The Beeb’s insight being that every preceding tournament has had its fair share of iconic and memorable moments and everyone has their own particular favourite that immediately takes you back to that time and place. Let’s bring that all to life, our nation’s state broadcaster thought, by the medium of, err…..tapestry.
The Big Idea
Entitled ‘History Will Be Made’, a one minute film was produced providing a timely reminder of football’s greatest tournament and why we love it.
It journeys through World Cup history via the skill of Diego Maradona, the flair of Zinedine Zidane and the emotion of Paul Gascoigne, to a preview of this year’s finals including Cristiano Ronaldo, Lionel Messi and Harry Kane. It was all done by modernising the traditional tapestry technique to create a film in which every single frame has been individually embroidered.
Apparently more than 227,000 metres of thread were used to create over 600 unique frames of tapestry. It is all accompanied by that well known traditional Russian folk song Ochi Chernye, the most rousing lyrics contained in its chorus line of "Znat' uvidel vas ya ne v dobryy chas” which very loosely translates as “lets all go eat that lovely cabbage soup before it gets too cold!”
What They Did
In addition to running the film as an ad, the visual style then became the look and feel for the BBC’s coverage, extending into programming graphics, website design, social media and BBC One’s look. The entire completed tapestry was then put on display to the public from day one of the tournament at the National Football Museum in Manchester.
All very nicely integrated so far, but from an earned media perspective, the BBC seemed to focus on trying to get plaudits and good reviews of their work in the trade and creative press, rather than thinking a bit more laterally and more creatively of how they could build on their decent insight.
For me, I think the BBC got a little bit up itself. I really like the creative concept, and although the tapestry was perhaps more Bayern than Bayeux, I thought it was a very clever and different way of communicating football and the tournament.

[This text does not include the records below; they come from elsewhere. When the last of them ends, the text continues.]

PR #972, opened 2017-11-09
Increase test coverage

yfarjoun:
### Description

Lots of new tests for various uncovered parts of the picard code-base. 
----

#### Content

#### Review


yfarjoun:
- fixed some bugs (discovered while testing) in CollectSequencingArtifactsMetrics and in ConvertArtifactsToOxoG.
- removed java bug workaround for a bug that was fixed in java7

yfarjoun:
@meganshand  is out, so I need someone else to review this....any takers?

src/test/java/picard/util/IntervalListToolsTest.java
```diff
@@ -0,0 +1,185 @@
...
+                {IntervalListTools.Action.SUBTRACT, totalBasesInDict - 60, 2 + totalContigsInDict},
+                {IntervalListTools.Action.SYMDIFF, totalBasesInDict - 61, 3 + totalContigsInDict},
+                {IntervalListTools.Action.OVERLAPS, totalBasesInDict - 150, 2 + totalContigsInDict},
+        };
+    }
+
+    @Test(dataProvider = "actionAndTotalBasesWithInvertData")
+    public void testActionsWithInvert(final IntervalListTools.Action action, final long bases, final int intervals) throws IOException {
+        final IntervalList il = tester(action, true);
+        Assert.assertEquals(il.getBaseCount(), bases, "unexpcted number of bases found.");
```
gbggrant: 'unexpected'

src/test/java/picard/util/IntervalListToolsTest.java
```diff
@@ -0,0 +1,185 @@
...
+        Assert.assertEquals(il.getIntervals().size(), intervals, "unexpcted number of intervals found.");
```
gbggrant: and here

src/test/java/picard/util/IntervalListToolsTest.java
```diff
@@ -0,0 +1,185 @@
...
+                {IntervalListTools.Action.SUBTRACT, 60, 2},
+                {IntervalListTools.Action.SYMDIFF, 61, 3},
+                {IntervalListTools.Action.OVERLAPS, 150, 2},
+        };
+    }
+
+    @Test(dataProvider = "actionAndTotalBasesData")
+    public void testActions(final IntervalListTools.Action action, final long bases, final int intervals) throws IOException {
+        final IntervalList il = tester(action);
+        Assert.assertEquals(il.getBaseCount(), bases, "unexpcted number of bases found.");
```
gbggrant: "unexpected" (and wrong in line below)

src/main/java/picard/TestStringUtilSplit.java
```diff
@@ -6,20 +6,21 @@
...
+public class TestStringUtilSplit {
     private static final String TEXT = "C0A69ACXX111213:6:1101:10000:144257\t83\t5\t128984606\t60\t76M\t=\t128984542\t-140\tAGTGTTAGAACTTCCTCCCCAAAGCATATACTTCAGTGGCAAGCTGTCCTGGATGAAGGTATGACCAACCAGATCA\t@FFFEECC>EFHBJIGIFGIEIJJJIHED<IEHIGIIJIIIGJIGJIIIIIJGGCJIIGIHHHBHGHFFDFFFC@@\tXT:A:U\tNM:i:0\tSM:i:37\tAM:i:37\tX0:i:1\tX1:i:0\tXM:i:0\tXO:i:0\tXG:i:0\tMD:Z:76";
 
     public static void main(String[] args) {
-        new Test().run();
+        new TestStringUtilSplit().run();
     }
 
-    public void run() {
+    public double run() {
```
pshapiro4broad: Why does this return a value? It doesn't appear to be used anywhere.

src/main/java/picard/TestStringUtilSplit.java
```diff
@@ -6,20 +6,21 @@
...
         final int ITERATIONS = 1000000;
         final String[] fields = new String[10000];
         final StopWatch watch = new StopWatch();
-
+        final long stringUtilTime;
         watch.start();
         for (int i=0; i<ITERATIONS; ++i) {
```
pshapiro4broad: Should have spaces around operators, e.g. `(int i = 0; i < ITERATIONS; ++i)`. Using command-option-L in intellij should fix them all.

src/main/java/picard/TestStringUtilSplit.java
```diff
@@ -6,20 +6,21 @@
...
             if (StringUtil.split(TEXT, fields, '\t') > 100) {
```
pshapiro4broad: Why is this test necessary? It looks like it will always be false, and including it adds noise to the benchmark time.

src/main/java/picard/TestStringUtilSplit.java
```diff
@@ -6,20 +6,21 @@
 import java.util.StringTokenizer;
 
 /**
- *
+ * A class that can be used to check which is faster, StringUtil.split or StringTokenizer.
+ * Currently, StringUtil is faster.
  */
-public class Test {
+public class TestStringUtilSplit {
```
pshapiro4broad: If this is a Test then it should be in the test source tree.

src/main/java/picard/TestStringUtilSplit.java
```diff
@@ -38,6 +42,8 @@ public void run() {
         }
         watch.stop();
         System.out.println("StringTokenizer took " + watch.getElapsedTime());
+        tokenizerTime = watch.getElapsedTime();
+        return (tokenizerTime + 0D) / stringUtilTime;
     }
 
     public int split(final String s, final String[] tokens, final String token) {
```
pshapiro4broad: `new StringTokenizer(s, token, false)` is the same as `new StringTokenizer(s, token)`

src/main/java/picard/analysis/CollectOxoGMetrics.java
```diff
@@ -313,7 +301,7 @@ protected int doWork() {
 
             // Skip sites at the end of chromosomes 
             final byte[] bases = refWalker.get(info.getSequenceIndex()).getBases();
-            if (pos < 3 || pos > bases.length - 3) continue;
+            if (pos <= CONTEXT_SIZE|| pos > bases.length - CONTEXT_SIZE) continue;
```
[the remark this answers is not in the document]
yfarjoun: yeah...I think it was wrong before! we only need to make sure that we are CONTEXT_SIZE bases away from the edges of the reference. a fixed value of 3 is incorrect in 2 ways: 

- it consistently avoids the second and second-to last bases in a reference (normally not a problem due to the N-masking in the ends)
- it would result in OOB exception if one runs it with CONTEXT_SIZE=5 (again, normally not a problem due to the lack of reads that manage to align so close to the edge of a contig)

src/test/java/picard/util/IntervalListToolsTest.java
yfarjoun: thanks.

src/test/java/picard/util/IntervalListToolsTest.java
yfarjoun: thanks.

src/main/java/picard/TestStringUtilSplit.java
yfarjoun: In one of the commits, I had it run in a test, that would affirm that using StringUtil is faster than StringTokenizer, but that test kept failing in travis (and passing on my computer...) so I removed the test....

src/main/java/picard/TestStringUtilSplit.java
yfarjoun: I agree. It's not being run.

src/main/java/picard/TestStringUtilSplit.java
yfarjoun: Leaving it in enables us to run in from within the main jar. given that it isn't being run during the tests, I think that's a better option.

src/main/java/picard/TestStringUtilSplit.java
yfarjoun: (not my code...) TIL

src/main/java/picard/TestStringUtilSplit.java
```diff
@@ -38,6 +42,8 @@ public void run() {
         }
         watch.stop();
         System.out.println("StringTokenizer took " + watch.getElapsedTime());
+        tokenizerTime = watch.getElapsedTime();
+        return (tokenizerTime + 0D) / stringUtilTime;
```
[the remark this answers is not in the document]
yfarjoun: ok

yfarjoun:
@gbggrant @pshapiro4broad

I had to rebase and it was messy...so I squashed all the initial commits, and kept two:
One commit that had all the changes that you already reviewed, (plus the changes needed for resolving the conflict) and one commit that addressed your comments.

yfarjoun:
argh. I need to rebase again...could I get a fast-ish review once that's done?

yfarjoun:
bleh. that was not fun...

had to rebase over the documentation changes...

re-review please?

src/main/java/picard/TestStringUtilSplit.java
pshapiro4broad: Don't we have a test .jar? If not, we should be able to generate one as part of the build.

If this is only run as part of a test, why does it need to be included in the main .jar? I'm not sure why this is being committed to the picard repo in the first place; it looks like test code that was run once to show that X was faster than Y. Maybe the test here is an assert that this speed difference continues to be true?

In general, do we have a way to annotate classes that are public and part of the main .jar but are not intended to be used (e.g. not part of the picard API)?

src/main/java/picard/util/IntervalListTools.java
```diff
@@ -253,38 +253,68 @@
             IntervalList act(final List<IntervalList> list, final List<IntervalList> __) {
                 return IntervalList.concatenate(list);
             }
+
+            @Override
+            public boolean takesSecondInput() {
+                return false;
```
pshapiro4broad: If this is a boolean value that all enum instances must provide it would be simpler to model it as a boolean field in the enum, instead of a method.

src/main/java/picard/util/IntervalListTools.java
```diff
@@ -253,38 +253,68 @@
...
+            }
         },
         INTERSECT("The sorted and merged set of all loci that are contained in all of the INPUTs.") {
-            @Override
-            IntervalList act(final List<IntervalList> list, final List<IntervalList> __) {
+            @Override IntervalList act(final List<IntervalList> list, final List<IntervalList> __) {
```
pshapiro4broad: `@Override` should be on its own line, e.g. the same as the rest of this file is formatted.

src/main/java/picard/util/IntervalListTools.java
```diff
@@ -253,38 +253,68 @@
...
+
+            @Override
+            public boolean takesSecondInput() {
+                return false;
+            }
         },
         UNION("Like CONCATENATE but with UNIQUE and SORT implied, the result being the set-wise union of all INPUTS, " +
                 "with overlapping and abutting intervals merged into one.") {
             @Override
             IntervalList act(final List<IntervalList> list, final List<IntervalList> __) {
```
pshapiro4broad: I don't think `__` is normally used in java names (although I don't think it's completely disallowed as it is in C/C++). `unused` would be OK if we don't want to use `list2` here.

src/main/java/picard/vcf/GatherVcfs.java
```diff
@@ -61,32 +61,38 @@ public GatherVcfs() {
...
+            if (areAllBlockCompressed(INPUT) && areAllBlockCompressed(CollectionUtil.makeList(OUTPUT))) {
+                log.info("Gathering by copying gzip blocks. Will not be able to validate position non-overlap of files.");
+                if (CREATE_INDEX)
+                    log.warn("Index creation not currently supported when gathering block compressed VCFs.");
+                gatherWithBlockCopying(INPUT, OUTPUT);
+            } else {
+                log.info("Gathering by conventional means.");
+                gatherConventionally(sequenceDictionary, CREATE_INDEX, INPUT, OUTPUT);
+            }
+        } catch (IllegalArgumentException e) {
```
pshapiro4broad: Why is important to catch this runtime exception when we throw another runtime exception, `PicardException`, above? I'm not familiar with how `doWork()` works; are some errors OK to catch and `return 1;` and others should crash the program?

src/main/java/picard/vcf/GatherVcfs.java
```diff
@@ -61,32 +61,38 @@ public GatherVcfs() {
...
-            gatherWithBlockCopying(INPUT, OUTPUT);
-        }
-        else {
-            log.info("Gathering by conventional means.");
-            gatherConventionally(sequenceDictionary, CREATE_INDEX, INPUT, OUTPUT);
+        try {
+            assertSameSamplesAndValidOrdering(INPUT);
+            if (areAllBlockCompressed(INPUT) && areAllBlockCompressed(CollectionUtil.makeList(OUTPUT))) {
+                log.info("Gathering by copying gzip blocks. Will not be able to validate position non-overlap of files.");
+                if (CREATE_INDEX)
```
pshapiro4broad: All `if`s should have a `{` `}` block.

src/main/java/picard/vcf/GatherVcfs.java
```diff
@@ -61,32 +61,38 @@ public GatherVcfs() {
...
-            log.info("Gathering by copying gzip blocks. Will not be able to validate position non-overlap of files.");
-            if (CREATE_INDEX) log.warn("Index creation not currently supported when gathering block compressed VCFs.");
-            gatherWithBlockCopying(INPUT, OUTPUT);
-        }
-        else {
-            log.info("Gathering by conventional means.");
-            gatherConventionally(sequenceDictionary, CREATE_INDEX, INPUT, OUTPUT);
+        try {
+            assertSameSamplesAndValidOrdering(INPUT);
+            if (areAllBlockCompressed(INPUT) && areAllBlockCompressed(CollectionUtil.makeList(OUTPUT))) {
```
pshapiro4broad: Using `Collections.singletonList(OUTPUT)` would be more efficient

src/main/java/picard/vcf/GatherVcfs.java
```diff
@@ -211,7 +221,8 @@ private static void gatherWithBlockCopying(final List<File> vcfs, final File out
 
                 // a) It's good to check that the end of the file is valid and b) we need to know if there's a terminator block and not copy it
                 final BlockCompressedInputStream.FileTermination term = BlockCompressedInputStream.checkTermination(f);
-                if (term == BlockCompressedInputStream.FileTermination.DEFECTIVE) throw new PicardException(f.getAbsolutePath() + " does not have a valid GZIP block at the end of the file.");
+                if (term == BlockCompressedInputStream.FileTermination.DEFECTIVE)
```
pshapiro4broad: It's nice to have these formatted across lines but now it's more obvious that they're missing `{` `}`'s

src/main/java/picard/util/IntervalListTools.java
yfarjoun: good point!

src/main/java/picard/vcf/GatherVcfs.java
yfarjoun: no...this is silliness on my part.

yfarjoun:
Thanks for the comments @pshapiro4broad 

fixed it!

gbggrant:
@pshapiro4broad bump

src/main/java/picard/TestStringUtilSplit.java
pshapiro4broad: If the return value is unused (and undocumented) it would be better to return `void`.

src/main/java/picard/analysis/CollectOxoGMetrics.java
```diff
@@ -346,7 +334,7 @@ protected int doWork() {
         for (final List<Calculator> calcs : calculators.values()) {
             for (final Calculator calc : calcs) {
                 final CpcgMetrics m = calc.finish();
-                m.SAMPLE_ALIAS = StringUtil.join(",", new ArrayList<String>(samples));
+                m.SAMPLE_ALIAS = StringUtil.join(",", new ArrayList<>(samples));
```
pshapiro4broad: Would be better to write as `String.join(",", samples);`

src/main/java/picard/TestStringUtilSplit.java
```diff
@@ -6,51 +6,53 @@
...
+ * A class that can be used to check which is faster, StringUtil.split or StringTokenizer.
+ * Currently, StringUtil is faster.
  */
-public class Test {
+public class TestStringUtilSplit {
     private static final String TEXT = "C0A69ACXX111213:6:1101:10000:144257\t83\t5\t128984606\t60\t76M\t=\t128984542\t-140\tAGTGTTAGAACTTCCTCCCCAAAGCATATACTTCAGTGGCAAGCTGTCCTGGATGAAGGTATGACCAACCAGATCA\t@FFFEECC>EFHBJIGIFGIEIJJJIHED<IEHIGIIJIIIGJIGJIIIIIJGGCJIIGIHHHBHGHFFDFFFC@@\tXT:A:U\tNM:i:0\tSM:i:37\tAM:i:37\tX0:i:1\tX1:i:0\tXM:i:0\tXO:i:0\tXG:i:0\tMD:Z:76";
 
     public static void main(String[] args) {
-        new Test().run();
+        new TestStringUtilSplit().run();
```
pshapiro4broad: All methods here should be declared static and can be called directly without instantiating the class.

src/main/java/picard/vcf/GatherVcfs.java
yfarjoun: in reading this again, the part that I care about is deleting what might be partially created vcf. given how the gathering works the truncated output might be valid...so it's important to delete it as the user might not be checking return codes.

src/main/java/picard/TestStringUtilSplit.java
yfarjoun: I'm reverting my changes as they pertain to this class...someone else can deal with it.

yfarjoun:
I reverted the changes to Test.java.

I think the BBC thought too much like this too and therefore stopped there and didn’t realise the potential in its ‘History Will Be Made’ platform.
The BBC actually did make history a week into the World Cup when Vicki Sparks became the first woman to commentate on a World Cup match, live on a British terrestrial channel. She did this for the Portugal v Morocco match. Where were the BBC then talking about how history is actually being made and linking it back to its creative? What other football broadcasting innovations could the BBC have been working on to build on the platform?
I think the BBC missed a trick. They did all the pretty stuff but failed to put the ball in the back of the net.
The campaign could also have injected a bit more humour. Not so much perhaps that it would have everyone in stitches (ahem, sorry about that), but enough to make us laugh and smile. Football, after all, is entertainment and as intriguing as the creative concept is, it’s not really that much fun. Perhaps it takes itself a little too seriously. The Beeb should also have looked at building on the History Will Be Made platform with some pre-planned stories that could have kept interest going throughout the tournament.
At the end of the day, history wasn’t made by the BBC but at least they had a shot on goal.